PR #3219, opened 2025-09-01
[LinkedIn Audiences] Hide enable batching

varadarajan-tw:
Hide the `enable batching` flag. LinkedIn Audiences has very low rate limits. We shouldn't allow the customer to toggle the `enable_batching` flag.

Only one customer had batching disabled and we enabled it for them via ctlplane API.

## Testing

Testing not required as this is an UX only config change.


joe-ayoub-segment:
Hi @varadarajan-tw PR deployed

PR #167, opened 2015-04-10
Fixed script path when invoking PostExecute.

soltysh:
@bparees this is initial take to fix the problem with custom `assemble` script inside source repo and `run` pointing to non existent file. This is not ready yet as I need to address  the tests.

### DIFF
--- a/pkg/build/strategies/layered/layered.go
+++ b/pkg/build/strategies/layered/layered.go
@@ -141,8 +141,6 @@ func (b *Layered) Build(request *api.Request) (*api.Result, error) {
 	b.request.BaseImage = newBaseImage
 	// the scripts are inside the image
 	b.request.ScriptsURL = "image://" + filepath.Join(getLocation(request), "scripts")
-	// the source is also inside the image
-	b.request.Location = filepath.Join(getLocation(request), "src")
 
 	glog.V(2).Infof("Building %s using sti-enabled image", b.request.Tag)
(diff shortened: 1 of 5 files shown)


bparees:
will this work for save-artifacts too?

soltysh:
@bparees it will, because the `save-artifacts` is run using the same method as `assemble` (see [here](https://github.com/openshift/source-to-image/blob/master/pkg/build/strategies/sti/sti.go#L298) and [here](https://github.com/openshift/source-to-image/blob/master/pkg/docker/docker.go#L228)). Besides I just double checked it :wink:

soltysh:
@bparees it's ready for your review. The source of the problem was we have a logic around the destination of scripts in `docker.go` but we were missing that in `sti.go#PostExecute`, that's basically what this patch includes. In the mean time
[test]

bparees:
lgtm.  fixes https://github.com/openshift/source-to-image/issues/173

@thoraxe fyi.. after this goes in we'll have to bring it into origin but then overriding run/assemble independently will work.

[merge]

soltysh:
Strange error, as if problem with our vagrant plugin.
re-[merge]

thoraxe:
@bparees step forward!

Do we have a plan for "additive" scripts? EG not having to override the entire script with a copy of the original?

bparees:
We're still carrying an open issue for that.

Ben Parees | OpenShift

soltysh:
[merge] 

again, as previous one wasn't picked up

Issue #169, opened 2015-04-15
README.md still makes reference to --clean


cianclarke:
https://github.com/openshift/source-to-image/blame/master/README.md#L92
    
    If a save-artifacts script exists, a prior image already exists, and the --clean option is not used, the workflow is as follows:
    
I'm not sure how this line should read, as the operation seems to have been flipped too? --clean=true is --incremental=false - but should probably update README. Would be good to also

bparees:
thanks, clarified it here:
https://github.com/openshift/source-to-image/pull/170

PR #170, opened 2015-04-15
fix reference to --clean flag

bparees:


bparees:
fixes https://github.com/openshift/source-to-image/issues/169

::::::::

### What the task asks
Nothing in the records may change. Print all of them.

### Task output
PR #3219, opened 2025-09-01
[LinkedIn Audiences] Hide enable batching

varadarajan-tw:
Hide the `enable batching` flag. LinkedIn Audiences has very low rate limits. We shouldn't allow the customer to toggle the `enable_batching` flag.

Only one customer had batching disabled and we enabled it for them via ctlplane API.

## Testing

Testing not required as this is an UX only config change.


joe-ayoub-segment:
Hi @varadarajan-tw PR deployed

PR #167, opened 2015-04-10
Fixed script path when invoking PostExecute.

soltysh:
@bparees this is initial take to fix the problem with custom `assemble` script inside source repo and `run` pointing to non existent file. This is not ready yet as I need to address  the tests.

### DIFF
--- a/pkg/build/strategies/layered/layered.go
+++ b/pkg/build/strategies/layered/layered.go
@@ -141,8 +141,6 @@ func (b *Layered) Build(request *api.Request) (*api.Result, error) {
 	b.request.BaseImage = newBaseImage
 	// the scripts are inside the image
 	b.request.ScriptsURL = "image://" + filepath.Join(getLocation(request), "scripts")
-	// the source is also inside the image
-	b.request.Location = filepath.Join(getLocation(request), "src")
 
 	glog.V(2).Infof("Building %s using sti-enabled image", b.request.Tag)
(diff shortened: 1 of 5 files shown)


bparees:
will this work for save-artifacts too?

soltysh:
@bparees it will, because the `save-artifacts` is run using the same method as `assemble` (see [here](https://github.com/openshift/source-to-image/blob/master/pkg/build/strategies/sti/sti.go#L298) and [here](https://github.com/openshift/source-to-image/blob/master/pkg/docker/docker.go#L228)). Besides I just double checked it :wink:

soltysh:
@bparees it's ready for your review. The source of the problem was we have a logic around the destination of scripts in `docker.go` but we were missing that in `sti.go#PostExecute`, that's basically what this patch includes. In the mean time
[test]

bparees:
lgtm.  fixes https://github.com/openshift/source-to-image/issues/173

@thoraxe fyi.. after this goes in we'll have to bring it into origin but then overriding run/assemble independently will work.

[merge]

soltysh:
Strange error, as if problem with our vagrant plugin.
re-[merge]

thoraxe:
@bparees step forward!

Do we have a plan for "additive" scripts? EG not having to override the entire script with a copy of the original?

bparees:
We're still carrying an open issue for that.

Ben Parees | OpenShift

soltysh:
[merge] 

again, as previous one wasn't picked up

Issue #169, opened 2015-04-15
README.md still makes reference to --clean


cianclarke:
https://github.com/openshift/source-to-image/blame/master/README.md#L92
    
    If a save-artifacts script exists, a prior image already exists, and the --clean option is not used, the workflow is as follows:
    
I'm not sure how this line should read, as the operation seems to have been flipped too? --clean=true is --incremental=false - but should probably update README. Would be good to also

bparees:
thanks, clarified it here:
https://github.com/openshift/source-to-image/pull/170

PR #170, opened 2015-04-15
fix reference to --clean flag

bparees:


bparees:
fixes https://github.com/openshift/source-to-image/issues/169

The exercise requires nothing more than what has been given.